Salut, qu´est-ce que "mise sur pied" veut dire?

Il s´agit de les stratégies d´un projet:

2. Mise sur pied d´un système d`alerte coordonnè par le service social...

"Creación" marche?

Merci beaucoup


----------



## spielenschach

*mettre sur pied* - ponerse en pie;


----------



## Víctor Pérez

Aylah said:


> Salut, qu´est-ce que "mise sur pied" veut dire?
> Il s´agit *des* stratégies d´un projet:
> 2. Mise sur pied d´un système d`alerte coordonn*é* par le service social...
> "Creación" marche?
> Merci beaucoup


 
En efecto, significa la creación de algo.


----------



## f007

NUEVA PREGUNTA​
Hola, 
¿alguien podría decirme cuál es la traducción de "mettre sur pied"?
La frase es "En 1969, j´ai également mis sur pied un projet assez fou..."
En 1969 puse también en pie un proyecto bastante loco? saqué adelante un proyecto...? 
Gracias


----------



## Paquita

¿elaborar? ¿idear? 

Para mí, es a la vez la idea de imaginar y organizar...pero sin necesariamente llevarlo a cabo.
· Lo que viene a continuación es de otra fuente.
PR #75, opened 2024-02-28
DR-2772 (bug fix): make NEWRELIC_LICENSE_KEY available during build

chrisb87:
This is a bug fix for https://jira.nypl.org/browse/DR-2772

This PR makes NEWRELIC_LICENSE_KEY available during the build process.

TODO: I am having trouble with my local ruby configuration and am unable to encrypt the NEWRELIC_LICENSE_KEY using the travis gem. I will need someone else to to push that encrypted value to this branch before merging.


Dockerfile
```diff
@@ -4,6 +4,7 @@ FROM node:18-alpine AS production
 #RUN apt-get upgrade -y
 
 ARG APP_ENV
+ARG NEW_RELIC_LICENSE_KEY
```
EdwinGuzman, line 7: Add this as an env similar to `APP_ENV` on line 19.

avertrees: good catch

EdwinGuzman (approved):

PR #81, opened 2024-03-05
DR-791 enable CORS

avertrees:
## Ticket:

- JIRA ticket [DR-2791](https://jira.nypl.org/browse/DR-2791)

- enables CORS to protect internal api endpoints following the example in this blog: https://blog.logrocket.com/using-cors-next-js-handle-cross-origin-requests/

## How has this been tested?

1. In the browser with the dev tools open, open the network tab and go to http://localhost:3000/api/featuredItem or http://localhost:3000/api/homepage
2. Check the response headers, the following CORS headings should be there. 
ACCESS_CONTROL_ALLOW_CREDENTIALS="true"
ACCESS_CONTROL_ALLOW_METHODS="GET,OPTIONS,PATCH,DELETE,POST,PUT"
ACCESS_CONTROL_ALLOW_HEADERS="X-CSRF-Token, X-Requested-With, Accept, Accept-Version, Content-Length, Content-MD5, Content-Type, Date, X-Api-Version"
Note: ACCESS_CONTROL_ALLOW_ORIGIN should be dynamic based on environment, so it should be http://localhost:3000 when run locally.
3. Load http://localhost:3000/api/featuredItems with the network tab open, and the headers should be different. They should be:     
ACCESS_CONTROL_ALLOW_CREDENTIALS="false"
ACCESS_CONTROL_ALLOW_ORIGIN="*"
ACCESS_CONTROL_ALLOW_METHODS="GET,DELETE,PATCH,POST,PUT"
ACCESS_CONTROL_ALLOW_HEADERS="X-CSRF-Token, X-Requested-With, Accept, Accept-Version, Content-Length, Content-MD5, Content-Type, Date, X-Api-Version"

Additionally, I think the expected behavior is for the protected endpoints is the return  a 401/403 error when they are hit using curl.

## Questions, concerns, updates

1. I am struggling to figure out how to test this. I see that the middleware is working, but I'm not sure if the CORS origin is correct or if the request is even getting an origin (req.headers.origin returns undefined and req.headers.get("origin") returns null)
2. Are these CORS headers correct? specifically origin and methods. I know the headers for the protected endpoints use .env and the non-protected endpioints use hard coded headers. They should probably both use .env, just want to make sure we agree and what those headers should be for both.


EdwinGuzman:
We decided to close this as Next.js provides default CORS for internal API routes which we want to keep.

PR #83, opened 2024-03-07
[DR-2801] Use Repo API v2/items/featured endpoint for featured image

kayleiburke:
## Ticket:

- [DR-2801](https://jira.nypl.org/browse/DR-2801): Use Repo API v2/items/featured endpoint in DC Facelift

- Fixes 403 errors that were occurring when trying to load images for the hero component on the home page.  This component now calls the new `v2/items/featured` repo api endpoint, added in [DR-2759](https://jira.nypl.org/browse/DR-2759).  This endpoint selects an image at random and returns it to the hero component, simplifying the front end logic and ensuring that an existing image is always returned.

## How has this been tested?

Hero component is generating correctly when running the app both locally and in [Vercel](https://digital-collections-no16a22n5-nypl.vercel.app/).  On every page refresh, the foreground and background image of the hero component are generating correctly, and the **Featured Item** title and link match the image and successfully redirect the user to the correct Digital Collections page when clicked.

### Example
Screenshot 2024-03-08 at 7 49 45 AM

#### After clicking the link:
Screenshot 2024-03-08 at 7 49 26 AM

- Images can sometimes take a second to load in the [Vercel](https://digital-collections-no16a22n5-nypl.vercel.app/) app, but this is for all images on the page, and not just those for the hero component.  In order to improve load time, we can reduce the resolution of the images being returned (see [this comment](https://github.com/NYPL/digital-collections/pull/83/files#r1517752547) for details), but lower resolution is also less visually appealing for users.

### Checklist:

**Note:** I'm not sure what constitutes as "relevant accessibility documentation"


src/utils/utils.ts
```diff
@@ -140,15 +152,13 @@ export const apiCall = async (apiUrl: string) => {
...
-    `getItemDataFromImageID: About call getAPIUri and apiCall for image id: ${imageID}`
-  );
-  const apiUri = await getAPIUri("local_image_id", imageID);
-  const data = await apiCall(apiUri.apiUri);
+export const getFeaturedImage = async () => {
+  console.log(`getFeaturedImage: About call getAPIUri`);
+  const apiUri = await getAPIUri("featured", "", { random: "true" });
   return {
-    uuid: apiUri.uuid,
-    title: getTitleFromRepoAPIResponseData(data) || "",
```
kayleiburke, line 151: This method is no longer being used, but I'm not sure if we want to keep it in this file, just in case it's ever needed in the future?

src/utils/utils.ts
```diff
@@ -117,8 +121,16 @@ export const getAPIUri = async (identifierType: string, identifier: string) => {
  * @param {string} apiUrl - the url to make a request to
  */
 
-export const apiCall = async (apiUrl: string) => {
+export const apiCall = async (
+  apiUrl: string,
+  urlParam?: { [key: string]: any }
```
kayleiburke, line 126: I added an optional `urlParam` so that that we could add the needed url key/param to the query string when calling the `featured` endpoint.  If the `random` param is not set to `true` in the query string, then numerous results are returned per [code below](https://github.com/NYPL/repository-api/blob/qa/app/controllers/api/v2/items_controller.rb#L105):
Screenshot 2024-03-08 at 7 29 07 AM

**Example:**
Screenshot 2024-03-08 at 7 32 20 AM

croyfish:
This is working great on my local. Am interested to know more about the resolution changes needed to make it consistent, and if those meet the product requirements. Looking through the code changes now.

src/components/hero/campaignHero.tsx
```diff
@@ -19,7 +19,7 @@ const CampaignHero = ({ imageID }) => {
 
   return data?.featuredItem ? (
     <Hero
-      backgroundImageSrc={data.featuredItem.imageSrc}
+      backgroundImageSrc={data.featuredItem.backgroundImageSrc}
```
croyfish, line 22: 👍

src/pages/api/featuredItem.ts
```diff
@@ -20,12 +20,23 @@ const featuredItemDataHandler = async (
...
+        "full",
+        "!700,700",
+        "0"
+      ),
+      foregroundImageSrc: imageURL(
+        dataFromUri.imageID,
+        "full",
+        "!900,900",
+        "0"
+      ),
```
kayleiburke, line 39: The default image size set by `imageURL` is 1600 x 1600, which was causing a `ERR_INCOMPLETE_CHUNKED_ENCODING` error to occur when loading the foreground and/or background images for the hero component, causing one or both of them to be blank:
Screenshot 2024-03-08 at 7 57 48 AM

When playing around with different sizes, the configurations above seemed to yield a good balance between being small enough for images to load quickly and without errors, and being large enough that images are not blurry.

croyfish: Is this a good time to remove https://github.com/NYPL/digital-collections/blob/main/src/data/featureditems.json ?

croyfish:
Is this a good opportunity to remove https://github.com/NYPL/digital-collections/blob/main/src/data/featureditems.json ?

EdwinGuzman:
Yes, the `featureditems.json` file can be removed.

src/utils/utils.ts
EdwinGuzman: Don't think we'll need this so feel free to remove this.

src/utils/utils.ts
EdwinGuzman: Good point. I think we'll only call the endpoint with the `?random=true` query param so this code should expect only one result. This is good to know if this changes in the future.

EdwinGuzman (changes requested):
This looks great! The update itself is working. I also appreciate the typescript type inclusion for the `urlParam` argument.

The only changes I request is to remove code that is no longer necessary like the `getTitleFromRepoAPIResponseData` function you pointed out. There are a few more variables and functions that can be removed:
- in `utils.ts`, it should be safe to remove the functions `setFeaturedItemArray`, `generateRandomImageId`, and `featuredImageID`. Then any place that invoke those functions can be cleaned up.
- check `/src/pages/index.tsx`. The `getServerSideProps` function was used to generate a hero `imageID` and that was passed to the UI components. With your changes, this is no longer needed so you can remove the entire `getServerSideProps` function!
- A few things will break when this is removed, in the same `/src/pages/index.tsx` file, you'd have to remove more `imageID` references. This value is passed to the `CampaignHero` component as a prop. This can also be removed. 
- Last thing, in the `CampaignHero` component, the `?imageID=${imageID}` from the fetch call can be removed since this is no longer applicable.

Let me know if you want to go over these removals together.

src/pages/api/featuredItem.ts
```diff
@@ -20,12 +20,23 @@ const featuredItemDataHandler = async (
       ? featuredImageID(request.query.imageID as string)
       : featuredImageID();
 
-    const dataFromUri = await getItemDataFromImageID(imageID);
+    const dataFromUri = await getFeaturedImage();
```
avertrees, line 23: nitpick: since we're not longer retrieving the featured image data via uri, it might make sense to change the name of this constant to something like "featuredImageData"

avertrees:
Kaylei, this is great!! I have a few nitpicky comments re: naming but those changes don't need to be made before merging this PR.

avertrees (approved):

src/pages/api/featuredItem.ts
kayleiburke: oh yes, good idea!  thank you very much 🙌

src/utils/utils.test.tsx
```diff
@@ -1,177 +0,0 @@
...
-
-// if rotation is not a string
-// if rotation is not supplied
-// if rotation is a string & not default
-
-//// Example usage:
-// let numberWithCommas = addCommas(1234567);
-// console.log(numberWithCommas); // Output: "1,234,567"
-
-import { adobeAnalyticsRouteToPageName } from "../utils/utils";
```
EdwinGuzman, line 160: We still do want to keep this test.

kayleiburke: oh jeez, sorry about that!  I got a little "delete" happy 😅 .  I'll have this resolved shortly.

kayleiburke:
> This looks great! The update itself is working. I also appreciate the typescript type inclusion for the `urlParam` argument.
> ...

@EdwinGuzman I think I made all the changes you requested, but I'm wondering if you wouldn't mind taking a look when you get a chance.  I don't love the fact that I deleted so many tests, as it seems that some of them could simply be modified rather than completely deleted, but I'm not sure how soon this PR needs to be merged.  I can take some extra time to update these tests if needed.  If you could let me know which you prefer, and if you have any other suggestions for changes, I would appreciate it! 🙌

src/pages/api/featuredItem.ts
```diff
@@ -16,20 +15,27 @@ const featuredItemDataHandler = async (
...
+        "full",
+        "!900,900",
+        "0"
+      ),
+      foregroundImageSrc: imageURL(
+        featuredImageData.imageID,
+        "full",
+        "!1100,1100",
+        "0"
+      ),
```
kayleiburke, line 34: Since devops made updates to the memory on the load balancer in front of the IIIF server this morning, images seem to be loading much more quickly/consistently than they were previously.  As a result, I increased the resolution for both the background and foreground images above.  Everything is loading as expected in the Vercel app, but I can't tell if the increased resolution is slowing down the page load slightly.  The latest app is [here](https://digital-collections-756ps0wbe-nypl.vercel.app/), and if you wouldn't mind giving it a try, that would be great!  I can always reduce image resolution back down to what it was before (`700,700` and `900,900`) if needed.

EdwinGuzman (approved):
Looks good, thanks!

avertrees (approved):
looks great! 💯

PR #85, opened 2024-03-08
add IIIF_URL to app config

chrisb87:

PR #87, opened 2024-03-08
Read IIIF_URL setting from app config file instead of .env

kayleiburke:
## Ticket:

- None

- Updates the `imageURL` of the utils file to grab the `IIIF_URL` setting from app config instead of `.env`, thus making use of the changes added in #85:
   Screenshot 2024-03-08 at 2 48 43 PM

## How has this been tested?

- Vercel app now successfully displays images (whereas they were previously showing blank values):
   - **Before:**
      Screenshot 2024-03-08 at 2 24 39 PM
   - **After:** 
      Screenshot 2024-03-08 at 2 47 26 PM

- None

### Checklist:

### DIFF
--- a/src/utils/utils.ts
+++ b/src/utils/utils.ts
@@ -1,4 +1,5 @@
 import featuredItemsData from "../data/featureditems.json";
+import appConfig from "../../appConfig";
 let featuredItemArray = [];
 
 /**
@@ -205,7 +206,6 @@ import {
   ADOBE_ANALYTICS_DC_PREFIX,
   BASE_URL,
 } from "../config/constants";
-import appConfig from "../../appConfig";
 
 /**
  * adobeAnalyticsParam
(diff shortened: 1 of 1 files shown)


src/utils/utils.ts
```diff
@@ -203,6 +205,7 @@ import {
   ADOBE_ANALYTICS_DC_PREFIX,
   BASE_URL,
 } from "../config/constants";
+import appConfig from "../../appConfig";
```
EdwinGuzman, line 208: Can you move this and the other import statement to the top of the file? That's the general convention for importing packages and other files. I know you're following what was already in this file, but it should've been at the top and it was missed before.

kayleiburke: oh yes, my apologies!  My IDE added that there automatically, sorry 😅

avertrees (approved):

PR #96, opened 2024-03-19
DR-2834: Explore further link hover

7emansell:
## Ticket:

Resolves JIRA ticket [DR-2834](https://jira.nypl.org/browse/DR-2834).

- Adds hover underline to Explore further links
- **This requires some overriding of the Link styles (instead of just using the default card heading behavior, as seen in the swim lanes) because the links need to open in a new tab

## How has this been tested?

Locally

### Checklist:

### DIFF
--- a/src/components/exploreFurther/exploreFurther.tsx
+++ b/src/components/exploreFurther/exploreFurther.tsx
@@ -74,6 +74,7 @@ const ExploreFurther = () => {
                 rel="noreferrer noopener"
                 sx={{
                   textDecoration: "none !important",
+                  _hover: { textDecoration: "underline 1px dotted !important" },
                 }}
               >
                 {item.title}


src/components/exploreFurther/exploreFurther.tsx
```diff
@@ -74,6 +74,7 @@ const ExploreFurther = () => {
                 rel="noreferrer noopener"
                 sx={{
                   textDecoration: "none !important",
+                  _hover: { textDecoration: "underline 1px dotted !important" },
```
EdwinGuzman, line 77: This works. Have you tried the `url` prop in the `CardHeading` component? I think that should work but haven't checked. It might allow you to remove lines 76 and 77.

EdwinGuzman: Ah gotcha, I misread that at first.

EdwinGuzman (approved):

EdwinGuzman:
@7emansell would this be easier if the `CardHeading` component was more open to allow more control for the url/link? It's a few levels down from `CardHeading` down to `Link` but it _might_ work. Not sure how worth it is it to do.

7emansell:
> @7emansell would this be easier if the `CardHeading` component was more open to allow more control for the url/link? It's a few levels down from `CardHeading` down to `Link` but it _might_ work. Not sure how worth it is it to do.

Yes definitely but this is a fine work around rn. Not sure how often we're using CardHeading as a Link and then how often we expect to be opening in a new tab...

EdwinGuzman:
That's true but opening in a new tab is also default web behavior so it makes sense to allow it. It also feels like if we update the `CardHeading`, you'd end up doing a lot of work as well to get it work as expected, so this trade off is hard.

avertrees (approved):

PR #98, opened 2024-03-19
DR-2807: About page

7emansell:
## Ticket:

Resolves JIRA ticket [DR-2807](https://jira.nypl.org/browse/DR-2807)

- Adds About page
- Installs jwplayer-react
- Fixes link color in nav

## How has this been tested?

Locally

### Checklist:

### DIFF
--- a/__tests__/pages/aboutpage.test.tsx
+++ b/__tests__/pages/aboutpage.test.tsx
@@ -6,5 +6,5 @@ describe("About page accessibility", () => {
   it("passes axe accessibility test", async () => {
     const { container } = render(<About />);
     expect(await axe(container)).toHaveNoViolations();
-  });
+  }, 15000);
 });
--- a/__tests__/pages/aboutpage.test.tsx
+++ b/__tests__/pages/aboutpage.test.tsx
@@ -1,0 +1,17 @@
+import About from "@/pages/about";
+import { render } from "@testing-library/react";
+import { axe } from "jest-axe";
+
+class ResizeObserver {
+  observe() {}
+  unobserve() {}
+  disconnect() {}
+}
+
+describe("About page accessibility", () => {
+  it("passes axe accessibility test", async () => {
+    window.ResizeObserver = ResizeObserver;
+    const { container } = render(<About />);
+    expect(await axe(container)).toHaveNoViolations();
+  });
+});
--- a/__tests__/pages/aboutpage.test.tsx
+++ b/__tests__/pages/aboutpage.test.tsx
@@ -2,15 +2,8 @@ import About from "@/pages/about";
 import { render } from "@testing-library/react";
 import { axe } from "jest-axe";
 
-class ResizeObserver {
-  observe() {}
-  unobserve() {}
-  disconnect() {}
-}
-
 describe("About page accessibility", () => {
   it("passes axe accessibility test", async () => {
-    window.ResizeObserver = ResizeObserver;
     const { container } = render(<About />);
     expect(await axe(container)).toHaveNoViolations();
   });
--- a/src/components/navMenu/navMenu.tsx
+++ b/src/components/navMenu/navMenu.tsx
@@ -19,6 +19,7 @@ const NavMenu = ({ render }) => {
         },
         _hover: {
           textDecoration: "none !important",
+          color: "unset",
         },
       }}
     >
--- a/src/components/navMenu/navMenu.tsx
+++ b/src/components/navMenu/navMenu.tsx
@@ -14,12 +14,11 @@ const NavMenu = ({ render }) => {
         fontWeight: "510",
         color: "ui.black",
         marginLeft: "m",
-        ":visited": {
+        _visited: {
           color: "ui.black",
         },
-        ":hover": {
+        _hover: {
           textDecoration: "none !important",
-          color: "ui.link.secondary",
         },
       }}
     >
--- a/src/components/navMenu/navMenu.tsx
+++ b/src/components/navMenu/navMenu.tsx
@@ -19,6 +19,7 @@ const NavMenu = ({ render }) => {
         },
         ":hover": {
           textDecoration: "none !important",
+          color: "ui.link.secondary",
         },
       }}
     >
--- a/src/data/aboutData.tsx
+++ b/src/data/aboutData.tsx
@@ -4,6 +4,7 @@ import {
   List,
   Heading,
   Accordion,
+  Box,
 } from "@nypl/design-system-react-components";
 import JWPlayer from "@jwplayer/jwplayer-react";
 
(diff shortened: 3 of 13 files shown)


7emansell:
Waiting on confirmation about JWPlayer preview and about a broken DPLA link from Lily but otherwise done

src/components/navMenu/navMenu.tsx
```diff
@@ -19,6 +19,7 @@ const NavMenu = ({ render }) => {
         },
         ":hover": {
           textDecoration: "none !important",
+          color: "ui.link.secondary",
```
EdwinGuzman, line 22: I forgot why this needs to be manually added. This style rule is already applied elsewhere 
Screen Shot 2024-03-20 at 1 04 40 PM

src/components/navMenu/navMenu.tsx
```diff
@@ -19,6 +19,7 @@ const NavMenu = ({ render }) => {
         },
         ":hover": {
```
EdwinGuzman, line 20: Btw, the Chakra convention is `_hover`. This does the same thing and is the standard CSS convention.

__tests__/pages/aboutpage.test.tsx
```diff
@@ -0,0 +1,17 @@
+import About from "@/pages/about";
+import { render } from "@testing-library/react";
+import { axe } from "jest-axe";
+
+class ResizeObserver {
```
EdwinGuzman, line 5: Move this to the jest setup file so you don't have to redeclare this in other tests.

src/pages/about/index.tsx
```diff
@@ -0,0 +1,35 @@
...
+
+  return (
+    <>
+      <NotificationBanner />
+      <Header />
+      <Box
+        sx={{
+          maxWidth: "820px",
+          margin: "s",
+          [`@media screen and (min-width: 820px)`]: {
```
EdwinGuzman, line 24: Would using the `TemplateAppContainer` component like the home page help with the static width value? The About page should follow the standard width and now I'm realizing I did not check that detail in the designs before.

src/data/aboutData.tsx
```diff
@@ -0,0 +1,638 @@
...
+  Text,
+  Link,
+  List,
+  Heading,
+  Accordion,
+  Box,
+} from "@nypl/design-system-react-components";
+import JWPlayer from "@jwplayer/jwplayer-react";
+
+const aboutData = [
```
EdwinGuzman, line 11: How about renaming this to include that what is returned are elements? This is not data in the "data" sense like an API data.

src/data/aboutData.tsx
```diff
@@ -0,0 +1,638 @@
...
+      <Heading
+        sx={{ marginTop: "xxl" }}
+        level="h1"
+        size="heading1"
+        text="About NYPL Digital Collections"
+      />
+    ),
+    body: (
+      <Text sx={{ marginBottom: "xxl", marginTop: "s" }}>
+        {" "}
```
EdwinGuzman, line 23: Why this extra space?

src/data/aboutData.tsx
```diff
@@ -0,0 +1,638 @@
...
+    ),
+  },
+  {
+    heading: <Heading level="h2" size="heading4" text="Find items" />,
+    body: (
+      <Box sx={{ marginBottom: "xxl" }}>
+        <Text sx={{ marginTop: "s" }}>
+          {" "}
+          Looking for something? Start with a{" "}
+          <Link href="https://digitalcollections.nypl.org">search</Link> or
```
EdwinGuzman, line 70: Hmm eventually these should be self-referential and be `"/"`, `"/search/index..."`, etc. You could use the `DC_URL` value from appConfig but those urls are also not self-referential. Can you add a TODO comment somewhere so we don't forget? This won't have to be done until this app is entirely complete.

src/data/aboutData.tsx
```diff
@@ -0,0 +1,638 @@
...
+        materials, please see our{" "}
+        <Link href="https://www.nypl.org/help/get-what-you-need/audio-video-files">
+          Audio and Moving Image Preservation and Access Initiative.
+        </Link>
+      </Text>
+    ),
+  },
+  {
+    heading: (
+      <Heading level="h2" size="heading4" text="Copyright status undefined" />
```
EdwinGuzman, line 493: My developer brain thought "undefined" was an error.

EdwinGuzman (changes requested):
Looks great but just pointing out minor things. The JWPlayer seems very easy to work with and I saw the issue about the no preview image shown.

Now is also a good time to ask Clare for an accessibility review before this gets merged.

src/components/navMenu/navMenu.tsx
7emansell: Ah it doesn't I thought I was overriding with the `color` and needed to reset

src/pages/about/index.tsx
7emansell: Yea this was weird. I was assuming (but obviously did not check when reviewing the design 🤦‍♀️) that if the header was on new breakpoints, the width of the content would align. This `820px` width content is in a weird spot between the small tablet breakpoint (`768px`) and the old `lg` breakpoint (`960px`). Bc it's not either, and the page is just this straight up static content, I'm not using the new breakpoints at all as you can see here– all that matters, to create the breakpoint behavior as it is in Figma, is whether the screen width is larger or smaller than the content. Which is all a very long way to say are we gonna keep the content this width knowing that it's not "standard" ?

EdwinGuzman: "820px" is directly from Figma, right? We should point it out to Lily and mention we can keep it but it's not standard and this might change when the new breakpoints are in place globally (and not just in the Header).

This _feels_ off to me but this is up to Lily to test and decide.

EdwinGuzman:
The latest updates look good but there's the jwplayer thumbnail issue and still waiting on accessibility review. Will approve after in case you need to make any code updates.

7emansell:
JWPlayer thumbnail issue fixed– had to put each video into its own playlist on the JWPlayer dashboard for the thumbnails to show up, which was interesting– don't really know where to document that but would like to as I couldn't find it anywhere on the internet. @EdwinGuzman I'll wait for a11y then pass this over to Lily with the width concern noted

EdwinGuzman:
> JWPlayer thumbnail issue fixed– had to put each video into its own playlist on the JWPlayer dashboard for the thumbnails to show up, which was interesting– don't really know where to document that but would like to as I couldn't find it anywhere on the internet. @EdwinGuzman I'll wait for a11y then pass this over to Lily with the width concern noted

This doesn't seem like a dev responsibility to update the JWPlayer dashboard but I understand the need. You could document it in the README but maybe a better place would be confluence for anyone else who has access to the dashboard.

EdwinGuzman (approved):
I think the updates from vqa may be small enough to not require an approval but I can review again. Just hold off on merging this in until we have a plan for QA/release.

avertrees (approved):

avertrees:
Approved - when we launch this we'll want to add functionality to link directly to NYPL Statement on Potentially Harmful Content using some sort of slug or query paramter, ie. /about#nypl_harmful_content_statement

7emansell:
Adding that id, noting that there is the continuing issue of the sticky header actually covering the target element

PR #105, opened 2024-03-29
DR-2894: Quick pre-launch a11y fixes

7emansell:
## Ticket:

Resolves ticket [DR-2894](https://jira.nypl.org/browse/DR-2894).

- Fixes focus outline on hero link
- Removes confusing alt text from FeaturedContent link and image
- Adds SkipNav to header

- These fixes are just to improve accessibility, no visual or functional changes

### Checklist:

### DIFF
--- a/src/components/hero/campaignHeroSubText.tsx
+++ b/src/components/hero/campaignHeroSubText.tsx
@@ -36,7 +36,14 @@ const CampaignHeroSubText = ({ featuredItem }: any) => {
       </Text>
       <HorizontalRule />
       <Box>
-        <Text color="ui.typography.body" mb="0px" noOfLines={2}>
+        <Text
+          color="ui.typography.body"
+          mb="0px"
+          noOfLines={2}
+          __css={{
+            ":focus-within": { overflow: "visible" },
+          }}
+        >
           Featured Image:{" "}
           <DSLink
             color="var(--nypl-colors-ui-link-primary) !important"
--- a/src/components/featuredContent/featuredContent.test.tsx
+++ b/src/components/featuredContent/featuredContent.test.tsx
@@ -13,10 +13,6 @@ describe("Featured Content component renders with expected props", () => {
         "src",
         "/pd_banner.png"
       );
-      expect(within(component).getByRole("img")).toHaveAttribute(
-        "alt",
-        "Public Domain banner"
-      );
 
       const button = within(component).getByTestId("featured-learn-more");
       expect(button).toHaveAttribute("href", "https://publicdomain.nypl.org");
@@ -33,10 +29,6 @@ describe("Featured Content component renders with expected props", () => {
       expect(within(component).getByRole("img")).toHaveAttribute(
         "src",
         "/service-artehouse.jpg"
-      );
-      expect(within(component).getByRole("img")).toHaveAttribute(
-        "alt",
-        "Service Artehouse banner"
       );
 
       const button = within(component).getByTestId("featured-visit-store");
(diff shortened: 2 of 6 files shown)


7emansell:
This was extremely low-hanging fruit, but I'm 90% sure the other two issues flagged on https://jira.nypl.org/browse/DR-2839 will require component-level fixes to `Search` and `CardHeading` media queries. Will pass directly to Clare once I have review.

src/components/hero/campaignHeroSubText.tsx
```diff
@@ -36,7 +36,14 @@ const CampaignHeroSubText = ({ featuredItem }: any) => {
       </Text>
       <HorizontalRule />
       <Box>
-        <Text color="ui.typography.body" mb="0px" noOfLines={2}>
+        <Text
+          color="ui.typography.body"
+          mb="0px"
+          noOfLines={2}
+          __css={{
+            ":focus-within": { overflow: "visible" },
```
7emansell, line 44: Necessary bc of Chakra's otherwise super useful `noOfLines` -> `lineClamp` for this link

EdwinGuzman: I wonder if v3 of the DS would affect this. I won't want this fix to be mixed with the DS v3 update but it'd be worth checking in a separate branch if v3 changes this (because of the Chakra update).

EdwinGuzman:
> This was extremely low-hanging fruit, but I'm 90% sure the other two issues flagged on https://jira.nypl.org/browse/DR-2839 will require component-level fixes to Search and CardHeading media queries.

Agree about `CardHeading` but for issue 5, I think it's the entire fixed header that is the issue.

Clare also made another comment regarding the skip navigation. That should be fixed in this PR, too.  Otherwise, the current fixes look good.

General docs https://nypl.github.io/nypl-design-system/reservoir/v3/?path=/docs/accessibility-guide-skip-navigation--docs
You might be able to add the `[SkipNavigation](https://nypl.github.io/nypl-design-system/reservoir/v3/?path=/docs/components-navigation-skipnavigation--docs)` component.

EdwinGuzman:
The skip nav looks good but I think it should be the first tabbable (sp?) element on the page. So move it above the banner.

When you do press enter on the link, the window scrolls but the focus is lost. I'm not sure if this is an issue but Clare would know more about this.

src/components/hero/campaignHeroSubText.tsx
7emansell: Checked it out and it didn't seem to fix it out of the box. I guess that makes sense bc the `noOfLines` prop is working as expected here, it's just a blunt instrument

7emansell:
@EdwinGuzman Did Clare review the SkipNavigation component originally? Also, focus is lost but when you tab it shows up where you would expect it to (top of main content)

EdwinGuzman:
Yes, she reviewed the component in isolation and within the NYPL Header. Yes, I noticed the focus is lost, that may need an update similar to what you did for the fixed header when you tab on the page.

7emansell:
@EdwinGuzman right, I mean that if this has already been reviewed by Clare then the focus being lost and then regained by tabbing again must be expected behavior?

EdwinGuzman:
Ah, the component has been reviewed but it changes based on the context it's in. In this case, having the fixed header and going to the right HTML element is "new" behavior.

EdwinGuzman (approved):
Dev looks good but ask Clare for a review.

avertrees (approved):

7emansell:
Header not perfect but not a blocker for launch https://jira.nypl.org/browse/DR-2911

PR #107, opened 2024-04-03
DR-2893 add NewRelic client side monitoring

chrisb87:
This adds a NewRelic snippet to every page to enable client-side monitoring.

Mostly follows the pattern set by the DRB team, with some small changes to not require the license key to be committed to the repository: https://github.com/NYPL/sfr-bookfinder-front-end/blob/9d7f9060d00e8b345047bd7605b75d953cef73c2/src/lib/newrelic/NewRelic.tsx

Currently this is not working due to a CORS issue when connecting to NewRelic!

### DIFF
--- a/CHANGELOG.md
+++ b/CHANGELOG.md
@@ -7,6 +7,9 @@ and this project adheres to [Semantic Versioning](https://semver.org/spec/v2.0.0
 
 ## Unreleased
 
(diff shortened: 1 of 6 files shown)


avertrees:
We're going to merge this in to test if the CORS errors only occur locally.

Espera otras propuestas


----------



## GURB

Hola
Pienso que *"poner en marcha un proyecto"* es la forma más usual.


----------



## yserien

....inicié un proyecto alocado....


----------



## f007

Muchas gracias por la explicación Paquit&, capto el significado!!! Creo que me quedo con "poner en marcha", se ajusta al contexto.


----------



## plemy

más profesional:
implementar, ejecutar, llevar a cabo
creo que no le va a tu contexto que suena más literario


----------



## /Latingirl/

En efecto, en este contexto *"poner en marcha" *y *"llevar a cabo" *quedan de maravilla.


----------



## Cintia&Martine

Buenas tardes, bonjour,

Muy de moda:
- implementación

Au revoir, hasta luego


----------



## WUPPIE

NUEVA PREGUNTA​
Bon soir, buenas tardes.

Sobre el primer feminismo belga:

"D'autres associationes voient bientôt le jour, [...] bientôt coiffées por un Conseil national des Femmes belges que Marie Popelin finit par *mettre sur* *pied *en 1905".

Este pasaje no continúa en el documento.